Krutko said the people who will suffer most are those in communities already fraught with poverty and joblessness.
"It's sad to say but that's the reality of the Northwest Territories - we have (both) have and have not communities," he said.
The territorial budget for the coming year does not contain any big surprises, or new taxes, but it does show the government veering very close to its debt wall.
The territory's debt is projected to reach about $515.8 million by the end of March 2012, up from last $428.8 million last year. That's close to $59 million away from the $575 million authorized debt limit, and the jump is mostly due to the Deh Cho Bridge.

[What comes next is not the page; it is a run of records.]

PR #504, opened 2018-05-14
[KARAF-5753]

StephaneRicci:


assemblies/features/base/src/main/filtered-resources/resources/bin/karaf
```diff
@@ -93,7 +93,12 @@ checkRootInstance() {
...
           then
               MAIN=org.apache.karaf.main.Main
-              PID_COMMAND=$(ps -p "${ROOT_INSTANCE_PID}" -o args | sed 1d)
+              DIST_OS=`uname -s | tr [:upper:] [:lower:] | tr -d [:blank:]`
+
+              case "$DIST_OS" in
+                'hp-ux')PID_COMMAND=$(UNIX95= ps -p "${ROOT_INSTANCE_PID}" -o args | sed 1d);;
+                *)PID_COMMAND=$(ps -p "${ROOT_INSTANCE_PID}" -o args | sed 1d);;
+              esac
               if [ "${PID_COMMAND#*$MAIN}" != "$PID_COMMAND" ]; then
```
gnodet: Would you mind leveraging and extending the `detectos` function instead ? https://github.com/apache/karaf/blob/master/assemblies/features/base/src/main/filtered-resources/resources/bin/inc#L28-L57

baptistedaroit: As requested, we updated the `detectos` function to add a specific variable to be associated with the ps command on HP-UX platforms when the `-o` option is used.

This was not mentioned on the [KARAF-5753](https://issues.apache.org/jira/browse/KARAF-5753) but we also provide an improvement for the following line in shell scripts:

 `if [ -z $READLINK_EXISTS ]; then`

**$READLINK_EXISTS** was not protected, causing error message on some platforms where the variable was empty (see below):

`client[2]: test: Specify a parameter with this command.`
`client[17]: readlink:  not found.`

assemblies/features/base/src/main/filtered-resources/resources/bin/inc
```diff
@@ -44,16 +45,20 @@ detectOS() {
...
+            export LDR_CNTRL=MAXDATA=0xB0000000@DSA
+            echo ${LDR_CNTRL}
             ;;
         OS400*)
             os400=true
             ;;
+        HP-UX*)
+            hpux=true
+            # For HP-UX, set an environment variable
+	    export PS_PREFIX="UNIX95= "
```
gnodet: Could you just fix the indentation with spaces and remove the leading tab please ?

baptistedaroit: OK, done.

baptistedaroit:
Tested on HP-UX B.11.31 ia64 with HP JDK 8 Java(TM) SE Runtime Environment (build 1.8.0.12-hp-ux-b1)

PR #511, opened 2018-05-22
[KARAF-5693] Run the processing synchronously after downloads

gnodet:


gnodet:
Retest this please

karendolan:
@gnodet Does this synchronize both the downloading of the libraries and  also the downloaded() shared activity that happens after?

karendolan:
In other words, will this change slow down library downloads?

gnodet:
No, it only synchronizes the shared activity and execute them in the order the libraries were called

karendolan:
That's great! Thanks.

jbonofre:
retest this please

jbonofre:
This PR actually breaks resolver verify due to concurrent modification in in the await method (on the callback hashmap). I tried to use a `ConcurrentHashMap` in this time the resolver behavior is not correct. I will take a deeper look.

PR #513, opened 2018-05-23
[KARAF-5765] Enhance karaf-service on HP-UX 

baptistedaroit:
Add display of HP-UX service instructions + fix bad usage of shell commands in karaf-service script when used on HPUX platform


jbonofre:
retest this please

PR #518, opened 2018-05-25
[KARAF-5737] Upgrade to Aries JPA 2.7.0

jbonofre:


jbonofre:
I have to fix the `enterprise` feature verify.

PR #531, opened 2018-06-18
[KARAF-5787] Improve scheduler whiteboard handler to allow users to define scheduler service properties in raw String

jbonofre:


jbonofre:
retest this please

PR #534, opened 2018-06-28
Update surefire + apache parent versions

coheigea:
Update the Surefire plugin (required for Java 10) + update the apache parent version


jbonofre:
Last time that I updated to this surefire version, it broke the itests and surefire (as described in the corresponding jira). I think it would require a new pax exam version supporting this surefire version.

coheigea:
The build and tests all worked fine for me (with Java 8)?

Issue #8891, opened 2024-06-24
BUG - sev-3 - Fix areas with too much spacing in the app


brea11y:
## What happened?

QA noticed that there are areas in the app that are receiving too much spacing after paragraphs. Ticket #8799 was opened and some exploratory work was done. It was discovered that not only do we have too much spacing, but that our spacing is very inconsistent.

### Brea's findings:

> After doing some research, we are definitely inconsistent in our paragraph spacing. 
> 
> Initially, I took some time to review the WCAG guidance and additional guidance from other sources for accessibility best practices in native mobile apps (including MCAG). All sources to recommend line-height at 1.5x the font size and 2x the font size for paragraph spacing, which is what was recommended during our WCAG updates. However, this does not seem to be what we are doing throughout the app (likely due to new components being implemented) and we are seeing areas (like in the example above), with inconsistent spacing and too much spacing between elements.
> 
> I did some [exploration in Figma](https://www.figma.com/design/BVfWDc8vinwx8kRc1LoqGl/%F0%9F%8F%96-Brea's-Sandbox?node-id=1296-883&t=9HWuO4tZoiKpTuFQ-0) and discovered that many of the elements on the screens shown in the example have as much as 67px between elements, with the average amount of spacing being 64px. This should be 40px and should not increase even if links are present.
> 
> I [included a side-by-side comparison](https://www.figma.com/design/BVfWDc8vinwx8kRc1LoqGl/%F0%9F%8F%96-Brea's-Sandbox?node-id=1297-4748&t=9HWuO4tZoiKpTuFQ-4) in the Figma file which shows what is in the app today vs. what we should actually have in the app. I also took a look at some of the other areas of the app (mostly focusing in on the health area where we have longer blocks of copy) and included [some examples of what the spacing should be](https://www.figma.com/design/BVfWDc8vinwx8kRc1LoqGl/%F0%9F%8F%96-Brea's-Sandbox?node-id=1297-5334&t=9HWuO4tZoiKpTuFQ-4). 
> 
> I've talked to @wavelaurenrussell quite a bit about the spacing inconsistencies and I know that this is something that she was looking to resolve in her recent work on appointments, but this is really an app-wide issue that we need to resolve. 
> 
[...]

PR #9115, opened 2024-07-16
fixed

Sparowhawk:
## Description of Change
Was found that SM save message alert and appeal issues had incorrect applied paragraph spacing, fixed component props and then added paragraph spacing that needed to be re-added to all the other lists since they needed to maintain paragraph spacing

## Screenshots/Video
Screenshot 2024-07-16 at 2 47 16 PM
Screenshot 2024-07-16 at 2 47 31 PM

## Testing
yarn test

- [x] Tested on iOS 
- [x] Tested on Android 

## Reviewer Validations
 think this was brought on by WCAG paragraph spacing but maybe not. There is a too much spacing after a bulleted list in some cases. This includes:

Messages > The we need more information bullet list when saving a messaging, saving a reply, saving a draft etc.
Claims > Claims History > Appeal Details > Issues Segment > The currently on appeal bullet list

## PR Checklist

## For QA

### DIFF
--- a/VAMobile/src/screens/auth/LoaGate/LoaGate.tsx
+++ b/VAMobile/src/screens/auth/LoaGate/LoaGate.tsx
@@ -66,7 +66,7 @@ function LoaGate({}: LoaGateProps) {
             <TextView {...bodyTextProps}>{t('loaGate.readMore.itemTwo.OfferProof')}</TextView>
           </Box>
           <Box mt={theme.dimensions.standardMarginBetween}>
-            <VABulletList listOfText={[bulletOne, { text: t('loaGate.readMore.bulletTwo') }]} />
+            <VABulletList listOfText={[bulletOne, { text: t('loaGate.readMore.bulletTwo') }]} paragraphSpacing={true} />
           </Box>
         </CollapsibleView>
         <Box mt={theme.dimensions.textAndButtonLargeMargin}>
--- a/VAMobile/src/components/VABulletList.tsx
+++ b/VAMobile/src/components/VABulletList.tsx
@@ -51,7 +51,7 @@ export type VABulletListProps = {
 /**
  * Displays the list of text as a bulleted list
  */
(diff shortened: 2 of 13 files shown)


alexandec (dismissed):

rbontrager:
I didn't realize the number of instances we had paragraph spacing in the app.  From Brea: 'I don’t believe we implemented the extra paragraph spacing that WCAG requires into the lists, so I think this might be a bug.' @Sparowhawk It sounds like we might just need the normal spacing before and after lists.

VAMobile/src/screens/auth/LoaGate/LoaGate.tsx
```diff
@@ -66,7 +66,7 @@ function LoaGate({}: LoaGateProps) {
             <TextView {...bodyTextProps}>{t('loaGate.readMore.itemTwo.OfferProof')}</TextView>
           </Box>
           <Box mt={theme.dimensions.standardMarginBetween}>
-            <VABulletList listOfText={[bulletOne, { text: t('loaGate.readMore.bulletTwo') }]} />
+            <VABulletList listOfText={[bulletOne, { text: t('loaGate.readMore.bulletTwo') }]} paragraphSpacing={true} />
```
theodur, line 69: I'm working on a similar [ticket](https://github.com/department-of-veterans-affairs/va-mobile-app/issues/8891) for fixing the padding on Global related screens, and I had to make the same change you made [here](https://github.com/department-of-veterans-affairs/va-mobile-app/pull/9115/files#diff-580f6e35c23c01211dbeffcd729de2a8cb34ec1eaec152aef1a6c67474b5d84dR54) on my branch. The difference is we don't need `paragraphSpacing` to be `true` though, because we want the padding to removed on the `LoaGate` screen, so this one can be removed

Sparowhawk: updated

alexandec (dismissed):

alexandec (approved):

rbontrager (approved):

"Sixty-seven per cent of that debt is self-financing," said Finance Minister Michael Miltenberger when he unveiled the final budget of the 16th legislative assembly to media on Thursday morning.

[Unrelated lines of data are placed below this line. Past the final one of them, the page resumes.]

PR #9141, opened 2024-07-19
Migrated play core

timwright12:
## Testing

- [ ] Tested on iOS 
- [ ] Tested on Android 

## PR Checklist

## For QA

### DIFF
--- a/VAMobile/android/app/build.gradle
+++ b/VAMobile/android/app/build.gradle
@@ -236,8 +236,21 @@ dependencies {
     implementation("com.google.firebase:firebase-config")
 
     // playstore core for in-app reviews
-    implementation 'com.google.android.play:core:1.10.0'
-    implementation 'com.google.android.play:core-ktx:1.8.1'
+    // implementation 'com.google.android.play:core:1.10.0'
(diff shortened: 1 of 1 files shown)


alexandec:
The app built fine for me locally. I ran it in the Android simulator and played with it in demo mode. Didn't see any issues

alexandec (approved):

theodur (commented):
@timwright12 Just wanna make sure, did you also confirm that in-app reviews still works?

timwright12:
@theodur no, that's actually something I was curious about and not sure how to trigger it

theodur:
> @theodur no, that's actually something I was curious about and not sure how to trigger it

You have to be logged in to the Google Play Store on the device, and then you need to do a triggering event in the app at least 7 times to get past the review count threshold. The easiest way is probably to navigate to and back from the Personal information screen 7 times

timwright12:
@theodur thanks, I'll kick that over to QA

timwright12:
@theodur checked in app review and it still works. Thanks! Great catch there

PR #9191, opened 2024-07-25
bug/9187-SMEditDraftNullCrashesFix

Sparowhawk:
## Description of Change
Added a fix for recipientID being null as a result of 502 and 504 errors from upstream. Not sure why that caused the crash, but the only toString function that didn't have a ? after recipientID is in the useEffect and would cause it to possibly crash. Not sure how this can officially be tested though

## Screenshots/Video
N/A

## Testing
yarn test

- [x] Tested on iOS 
- [x] Tested on Android 

## Reviewer Validations
Shouldn't crash with 502s or 504s on the edit draft screen

## PR Checklist

## For QA

### DIFF
--- a/VAMobile/src/screens/HealthScreen/SecureMessaging/EditDraft/EditDraft.tsx
+++ b/VAMobile/src/screens/HealthScreen/SecureMessaging/EditDraft/EditDraft.tsx
@@ -150,7 +150,7 @@ function EditDraft({ navigation, route }: EditDraftProps) {
   )
   const replyDisabled = isReplyDraft && !hasRecentMessages
 
-  const [to, setTo] = useState(message?.recipientId?.toString() || '')
+  const [to, setTo] = useState((message?.recipientId || '').toString())
   const [category, setCategory] = useState<CategoryTypes>(message?.category || '')
   const [subject, setSubject] = useState(message?.subject || '')
   const [attachmentsList, addAttachment, removeAttachment] = useAttachments()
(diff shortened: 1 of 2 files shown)


VAMobile/src/screens/HealthScreen/SecureMessaging/EditDraft/EditDraft.tsx
```diff
@@ -183,7 +183,7 @@ function EditDraft({ navigation, route }: EditDraftProps) {
       setBody(message?.body || '')
       setCategory(message?.category || '')
       setSubject(message?.subject || '')
-      setTo(message?.recipientId.toString() || '')
+      setTo(message?.recipientId?.toString() || '')
```
theodur, line 186: This would still cause an error if `recipientId` is `undefined` since `toString` expects an instance of some type. You'll probably need to do something like:
```tsx
setTo((message?.recipientId || '').toString())
```

The [type](https://github.com/department-of-veterans-affairs/va-mobile-app/blob/534d62d4b7961123d7b32bec2ca3b9776252e6af/VAMobile/src/api/types/SecureMessagingData.ts#L23) for this attribute should also be updated to `recipientId?: number` so that TypeScript will throw an error if this is referenced anywhere else without caution

theodur (changes requested):

VAMobile/src/screens/HealthScreen/SecureMessaging/EditDraft/EditDraft.tsx
Sparowhawk: good catch and applied

theodur (approved):
Updates look good. I notice there's an SM E2E test that's failing, not sure whether it's due to your updates or not

rbontrager (approved):

PR #9222, opened 2024-07-30
bug/9119-Chika-NotLoggingVamaLoginTokenFetchErrors

cadibemma:
## Description of Change

- We have not logged a single `vama_login_token_fetch` error in production. It seems far more likely that our assumptions/logic behind how we could log that error are broken
## Testing

- [ ] Tested on iOS 
- [ ] Tested on Android 

## Reviewer Validations

- [ ] We should be logging those errors, with whatever related information would also be helpful, in production
## PR Checklist

## For QA


theodur (changes requested):
I noticed the logic for the `vama_login_token_fetch` event wasn't updated. That one will need the same changes you made to `vama_login_token_refresh`.

dumathane:
I think we can also just retire vama_exchange_failed as well.

VAMobile/src/constants/analytics.ts
```diff
@@ -761,11 +761,11 @@ export const Events = {
       },
     }
   },
-  vama_login_token_refresh: (status_code: number): Event => {
+  vama_login_token_refresh: (error: Error): Event => {
     return {
       name: 'vama_login_token_refresh',
       params: {
-        status_code,
+        error,
```
theodur, line 768: I believe the error also needs to be converted to a string

cadibemma: converted!

theodur (approved):

TKDickson:
@theodur @cadibemma have either/both of you built the app in both platforms with these changes and logged in? If not, I can add to my list (that's the basic stuff I want to do with all analytics changes, especially something that we'd be trying to fit into the last day of a sprint).

theodur:
@TKDickson I personally haven't. Not sure if Chika has, but I can do a quick test

theodur:
Confirmed login works on the iOS simulator

TKDickson:
@theodur - @cadibemma also just DM'd me that she has confirmed she can log in on both platforms. 

Approved for merge to develop; no QA done by QA.

(Also I originally put this comment on the wrong PR - the backend custom errors one - in case anyone got an email about that 🤦‍♀️ )

TKDickson (approved):

PR #9238, opened 2024-07-31
BUG - Version Mismatch Between ChromeDriver and Installed Chrome Browser

IsraelleHub:
## Description of Change
The error we are encountering is due to a version mismatch between the ChromeDriver and the installed Chrome browser. 
We need to install a ChromeDriver version that matches our Chrome browser version (126.0.6478.182) and specify its path when running the axe command.
[Error Link](https://github.com/department-of-veterans-affairs/va-mobile-app/actions/runs/10177268188)

## Testing

- [ ] Tested on iOS 
- [ ] Tested on Android 

## PR Checklist

## For QA


.github/workflows/documentation_accessibility_checks.yml
```diff
@@ -66,19 +71,11 @@ jobs:
 
   start_slack_thread:
     name: Start Slack thread
-    runs-on: ubuntu-latest
     if: ${{ failure() }}
     needs: axe-scan
-    steps:
```
timwright12, line 72: Is this OK to remove?

timwright12 (changes requested):

.github/workflows/documentation_accessibility_checks.yml
```diff
@@ -7,6 +7,9 @@ on:
   # Run on Weekdays at 9:00 AM UTC, 4AM ET, 1:00 AM PT
   schedule:
     - cron: '0 9 * * 1,2,3,4,5'
+  push:
+    branches:
+      [bug-axe-check-chome-driver-version]
```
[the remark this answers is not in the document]
IsraelleHub: Yes, I am waiting for final review to remove it.

.github/workflows/documentation_accessibility_checks.yml
IsraelleHub: Yes. Now it is using start_slack_thread.yml instead. It is ok. Other Workflow are using the same format as well.

timwright12: Can you break this work off into another PR if it isn't related to the chromium issue?

.github/workflows/documentation_accessibility_checks.yml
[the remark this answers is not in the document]
timwright12: My mistake, I thought I read that this was ready for review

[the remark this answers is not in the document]
IsraelleHub: It is ready for review. it's ready for review

.github/workflows/documentation_accessibility_checks.yml
IsraelleHub: yes, I rolled it back

timwright12 (approved):

PR #9251, opened 2024-08-02
feature/9221-Binny-UpdateInAppReviewEventLocations

dumathane:
## Description of Change

Screen views and even detailed information views don't really work for these, or else we stumble into the 'Ameet airline effect' (being asked to leave app review in the middle or near the end of completing a task in the app). 

We discussed and we're going to move forward and circle back to the screen problem with [9253](https://github.com/department-of-veterans-affairs/va-mobile-app/issues/9253).

Technical investigation: I thought maybe we could useBeforeNavBackListener, similar to when we leave edited information on a screen, but those all inherently require to be on a screen that allows data entry which is setup differently on the nav stacks...
The problem is even if we setup useBeforeNavBackListeners (Health has some strange stack setup to allow for navigation to be passed), it still won't register moving to different tab nav stacks as an 'away'.

additional considerations:
downloading/viewing a file attachment in secure messaging?

There are essentially 4 types of reviewEvent register types:
1) On successful api request (request refill, edit email, update preferred name)
2) On dismissing a letter download. (One is on the other ticket)
3) useEffect on a screen load with details (to be fixed with above ticket).
4) one on screen dismiss as the only place we could do so due to it being a largePanel (Veteran Status)

## Testing

- [ ] Tested on iOS 
- [ ] Tested on Android 

## PR Checklist

## For QA

### DIFF
--- a/VAMobile/src/api/contactInformation/deleteEmail.tsx
+++ b/VAMobile/src/api/contactInformation/deleteEmail.tsx
@@ -5,6 +5,7 @@ import { Events, UserAnalytics } from 'constants/analytics'
 import { Params as APIParams, EditResponseData, del } from 'store/api'
 import { logAnalyticsEvent, logNonFatalErrorToFirebase, setAnalyticsUserProperty } from 'utils/analytics'
 import { isErrorObject } from 'utils/common'
+import { registerReviewEvent } from 'utils/inAppReviews'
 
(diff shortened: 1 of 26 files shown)


cadibemma (approved):

TKDickson (approved):
approved to merge to develop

"When you look at the Northwest Territories Power Corporation, the housing corporation and the majority of the debt from the Deh Cho Bridge - that will be financed through the fees and tolls and revenue generated from those different areas."

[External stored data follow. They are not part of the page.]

PR #9305, opened 2024-08-09
bug/9266-JSONParseError

theodur:
## Description of Change

There has been an increase in `vama_error` events, specifically containing the `JSON Parse error`. This is caused by the `/v0/user/logged-in` endpoint returning a `Content-Type` of `text/html`, which throws an error when `response.json` attempts to parse it as JSON.

To resolve this, I updated our fetch client function to return early if the response type is anything other than `application/json`, this way, non JSON responses won't be parsed. Ideally, the API shouldn't be returning a non JSON response, but this serves as a guard for whenever it does. 

## Screenshots/Video

N/A

## Testing

Tested by signing in to staging in the simulator. This probably can't be tested on a test build since the error wasn't crashing the app, and needs to be seen in the logs.

- [x] Tested on iOS 
- [ ] Tested on Android 

## Reviewer Validations

`vama_error` isn't logged for the `/v0/user/logged-in` endpoint when the response is successful.

## PR Checklist

## For QA

### DIFF
--- a/VAMobile/src/store/api/api.test.ts
+++ b/VAMobile/src/store/api/api.test.ts
@@ -82,13 +82,6 @@ context('api', () => {
     fetch.mockResolvedValue(response)
     const formData = new FormData()
 
-    it("returns undefined when the Content-Type of a successful response is not 'application/json'", async () => {
-      const responseBlob = new Blob(['Success'])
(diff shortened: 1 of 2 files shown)


dumathane (approved):

TKDickson (dismissed):
approved to merge to develop

TKDickson (approved):

PR #9381, opened 2024-08-15
bug/9366-rachael-detox-fix-nightly-build

rbontrager:
## Description of Change

Claims and decision letters were failing in iOS and navigation in Android.  Passing iOS test case (minus those cases affected by in app review that we are removing): [iOS](https://github.com/department-of-veterans-affairs/va-mobile-app/actions/runs/10414462651).  Passing android test cases [here](https://github.com/department-of-veterans-affairs/va-mobile-app/actions/runs/10421135675)

## Testing

- [ ] Tested on iOS 
- [ ] Tested on Android 

## PR Checklist

## For QA


VAMobile/.detoxrc.json
```diff
@@ -28,7 +28,7 @@
       "type": "ios.simulator",
       "device": {
         "type": "iPhone 15 Pro Max",
-        "os": "iOS 17.4"
+        "os": "iOS 17.2"
```
TKDickson, line 31: Did you intend to include this change?

TKDickson (approved):

VAMobile/.detoxrc.json
rbontrager: Just so there is a record.  Yes I did because the detox runs are still usually getting 1 or 2 timeouts for iOS.  I changed it to see if this works better.  I didn't have any timeouts on the detox run I did so I'm hopeful this will remove them all together.

PR #9412, opened 2024-08-20
feature/9286-SingleSignOn

theodur:
## Description of Change

Integrates SSO into the app and adds functionality to authenticate WebViews. This is currently placed behind the `sso` feature toggle. In the PR, the only feature that takes advantage of SSO is the scheduling appointments link. I left this in there so that SSO functionality could be tested by QA, but depending on which feature we decide to use SSO on first, that part of the PR may change.

## Screenshots/Video

https://github.com/user-attachments/assets/80f8bf14-502d-4a0e-b2c2-f0fa4185826f

## Testing

Tested on staging with Judy and manually forcing the `NoAppointments` component to show. This will either need to be tested with a user that doesn't have any appointments or the `/v0/appointments` endpoint will need to be mocked with Charles Proxy to return an empty appointments array.

- [ ] Tested on iOS 
- [ ] Tested on Android 

## PR Checklist

## For QA


VAMobile/env/env.sh
```diff
@@ -50,6 +50,10 @@ else
 fi
 # set demo mode password
 echo "DEMO_PASSWORD=${DEMO_PASSWORD}" >> .env
+
+# set website URLs
+echo "LINK_URL_SCHEDULE_APPOINTMENTS=https://${WEBSITE_PREFIX}va.gov/health-care/schedule-view-va-appointments" >> .env
+
```
dumathane, line 56: What is the functional purpose of this that i'm missing?

dumathane (approved):
Approved, but answer the .env question for me if you could.

VAMobile/env/env.sh
theodur: `LINK_URL_SCHEDULE_APPOINTMENTS` was hard-coded as https://www.va.gov/health-care/schedule-view-va-appointments/ in `constants.env`, so even on a staging build, it would take you to the prod site because it was static. This change makes the link dynamic, so it'll adjust the URL based on the environment, which allows us to test in staging. Future links that we want to use SSO with will need to be added to the `env.sh` script similarly

dumathane (dismissed):

VAMobile/src/screens/WebviewScreen/WebviewScreen.tsx
```diff
@@ -155,6 +157,14 @@ function WebviewScreen({ navigation, route }: WebviewScreenProps) {
...
         const cookieHeaders = response.headers.get('set-cookie')
         cookieHeaders && (await CookieManager.setFromResponse(AUTH_SIS_TOKEN_EXCHANGE_URL, cookieHeaders))
+
+        const cookies = await CookieManager.get(AUTH_SIS_TOKEN_EXCHANGE_URL)
+        const cookiesArray = Object.values(cookies)
+        const hasSSOCookies = SSO_COOKIE_NAMES.every((cookieName) =>
+          cookiesArray.some((cookie) => cookie.name === cookieName),
+        )
+
+        logAnalyticsEvent(Events.vama_sso_cookie_received(hasSSOCookies))
```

The bridge will draw in an estimated $3.4 million in tolls per year based on last year's traffic across the Mackenzie River, but those estimates were not figured into this year's budget.
Total expenditures went up two per cent, below a self-imposed cap of three per cent, to $1.34 billion from $1.3 billion. Revenues have gone up 2.9 per cent to $1.36 billion from $1.32 billion.
Miltenberger's proposed strategy to reduce the massive debt is to keep that 3 per cent cap on expenditures, and reduce capital investment to $75 million per year starting next year. This year's budget for capital projects, approved last fall, is $171 million. Last year's was $443 million, with most of the money coming from the federal government's economic action plan in the wake of the recession.
"The plan we are laying on the table and leaving for consideration is that of going back down to more manageable, affordable levels of infrastructure," said Miltenberger,
Though there will be no new taxes, the government expects to bring in $1.8 million from tobacco taxes, property taxes and liquor mark-ups that will be adjusted to inflation on April 1.
"We are managing with the money we have, and some of the modest revenues we're going to pick up," said Miltenberger.
In expenditures, there is $16.9 million in new investments, such as a $75,000 pilot program to expand respite care services across the territory and more than $85 million to continue ongoing investments, such as $300,000 for firefighting and emergency management training in NWT communities.
The introduction of a territorial heritage fund, albeit one that will be empty for the time being, was a highlight of the budget for Northern Territories Federation of Labour President Mary Lou Cherwaty.
"I think that residents of the NWT have been asking for that for a long time," she said.
There is a small operating surplus of $7 million, and that is up from last year's operating deficit of $48 million - despite there being this wiggle room, Krutko warns it is not enough.
"We could find ourselves in a very deep hole, simply by a flood in one of our communities or a bad forest fire season, or overruns in the costs of the Deh Cho Bridge or the superschool in Inuvik," said Krutko.